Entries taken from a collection
PR #1904, opened 2025-06-12
fix: use async for moving cursor with dot repeat

### LINKED ISSUE #1685: Signature doesn't show up on a JS file right after the autocompletion is accepted

### Bug Description

I just migrated to blink.nvim, thanks for the project, it's great!

I was trying the `signature` feature and encountered and interesting behavior on JS files. When I'm on a lua file, the signature shows up correctly after I accept and autocomplete suggestion. But when I'm on a JS file (with the `ts_ls` lsp), the signature help window doesn't appear directly when I accept an autocomplete suggestion.

I'm not so sure why it's happening. But it seems like it's starting to work either:
1. When I type a trigger character like `,`.
2. When I delete the parentheses and type them back again.

I also captured a screen recording to show the current behavior I'm seeing. This is a simple `test.js` file in an empty directory that I added for this test:

https://github.com/user-attachments/assets/2d37c038-f950-4a54-9261-4ad235f9ecc6

As you can see, on both cases, when I accept the suggestion, it doesn't show me anything.
 

I did some printf debugging, and noticed that in Lua, we are triggering this through this if branch:
https://github.com/stefanboca/blink.cmp/blob/273bb364d8601dd72ca0b657079f4624bc76c3af/lua/blink/cmp/signature/trigger.lua#L76-L77

But in JS, we are not entering inside of this if branch because `trigger.context` is `nil`. I'm not so sure yet why this is the case though. I'm not familiar with the code.

If you have any pointers into how to debug this issue, I'm happy to help.

Also, here's a repro.lua file for this one:
```

vim.env.LAZY_STDPATH = '.repro'
load(vim.fn.system('curl -s https://raw.githubusercontent.com/folke/lazy.nvim/main/bootstrap.lua'))()

---@diagnostic disable-next-line: missing-fields
require('lazy.minit').repro({
  spec = {
    {
      'saghen/blink.cmp',
      -- please test on `main` if possible
      -- otherwise, remove this line and set `version = '*'`
      build = 'cargo build --release',
      opts = {
        signature = { enabled = true },
      },
    },
    {
      'neovim/nvim-lspconfig',
      opts = {
        servers = {
          ts_ls = {},
        },
      },
      config = function(_, opts)
        for server, config in pairs(opts.servers) do
          -- passing config.capabilities to blink.cmp merges with the capabilities in your
          config.capabilities = require('blink.cmp').get_lsp_capabilities()
        end
      end,
    },
  },
})
```
typescript language server needs to be installed for this. You can do it with `npm install -g typescript typescript-language-server`.

### Relevant configuration

```lua
signature = { enabled = true }
```

### `neovim` version

v0.11.0

### `blink.cmp` version

Current main branch, f2e4f6aae833c5c2866d203666910005363779d7

saghen:
I don't love this solution in general, so please feel free to suggest other ideas!

We use `<C-g>U<Left>` to move the cursor backwards after accepting with auto-brackets (`move_cursor_in_dot_repeat`). However, because we use `feedkeys`, the input is queued for processing, but doesn't get processed until after `vim.schedule`. This means we don't have an easy way to wait for it to finish processing and the downstream `show_if_on_trigger_character()` will see the cursor at `test()|` instead of at `test(|)`. 

I've setup an autocmd that listens for a `CursorMoved/CursorMovedI` event (need `CursorMovedC` too, but that's nvim 0.11+. need to test terminal too) and resolves the `move_cursor_in_dot_repeat` task when the autocmd fires. Notably, this makes the `default_implementation` passed to `source:execute` `Task` rather than `void`, so sources would need to be updated to support this.

Closes #1685

### DIFF
--- a/lua/blink/cmp/completion/accept/init.lua
+++ b/lua/blink/cmp/completion/accept/init.lua
@@ -72,9 +72,6 @@ local function apply_item(ctx, item)
     text_edits_lib.move_cursor_in_dot_repeat(offset)
   end
 
-  -- Notify the rust module that the item was accessed
-  require('blink.cmp.fuzzy').access(item)
-
   -- Check semantic tokens for brackets, if needed, asynchronously
   if brackets_status == 'check_semantic_token' then
     brackets_lib.add_brackets_via_semantic_token(ctx, vim.bo.filetype, item):map(function(added_brackets)
@@ -111,12 +108,17 @@ local function accept(ctx, item, callback)
       return sources.execute(
         ctx,
         resolved_item,
-        function(alternate_ctx, alternate_item) apply_item(alternate_ctx or ctx, alternate_item or resolved_item) end
+        function(alternate_ctx, alternate_item) return apply_item(alternate_ctx or ctx, alternate_item or resolved_item) end
       )
     end)
     :map(function()
+      -- Notify the rust module that the item was accessed
+      require('blink.cmp.fuzzy').access(item)
+
+      -- Notify signature/completion
       require('blink.cmp.completion.trigger').show_if_on_trigger_character({ is_accept = true })
       require('blink.cmp.signature.trigger').show_if_on_trigger_character()
+
       callback()
     end)
     :catch(function(err) vim.notify(err, vim.log.levels.ERROR, { title = 'blink.cmp' }) end)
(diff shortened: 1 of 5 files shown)


canova:
Thanks for the PR!

> Notably, this makes the `default_implementation` passed to `source:execute` `Task` rather than `void`, so sources would need to be updated to support this.

This makes sense, but we don't need to do anything for LSP sources since this PR updates it already, right?

I tried this PR locally with my STR in #1685, and I still can't get the signature show up on the JS (with `ts_ls`) files. But I'm not entirely sure if there is something else needed.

> [Brief]
Look back at the entries above. Retype the line with "But in JS, we", the line with "typescript language server", and all lines in between.

> [Your solution]
But in JS, we are not entering inside of this if branch because `trigger.context` is `nil`. I'm not so sure yet why this is the case though. I'm not familiar with the code.

If you have any pointers into how to debug this issue, I'm happy to help.

Also, here's a repro.lua file for this one:
```

vim.env.LAZY_STDPATH = '.repro'
load(vim.fn.system('curl -s https://raw.githubusercontent.com/folke/lazy.nvim/main/bootstrap.lua'))()

---@diagnostic disable-next-line: missing-fields
require('lazy.minit').repro({
  spec = {
    {
      'saghen/blink.cmp',
      -- please test on `main` if possible
      -- otherwise, remove this line and set `version = '*'`
      build = 'cargo build --release',
      opts = {
        signature = { enabled = true },
      },
    },
    {
      'neovim/nvim-lspconfig',
      opts = {
        servers = {
          ts_ls = {},
        },
      },
      config = function(_, opts)
        for server, config in pairs(opts.servers) do
          -- passing config.capabilities to blink.cmp merges with the capabilities in your
          config.capabilities = require('blink.cmp').get_lsp_capabilities()
        end
      end,
    },
  },
})
```
typescript language server needs to be installed for this. You can do it with `npm install -g typescript typescript-language-server`.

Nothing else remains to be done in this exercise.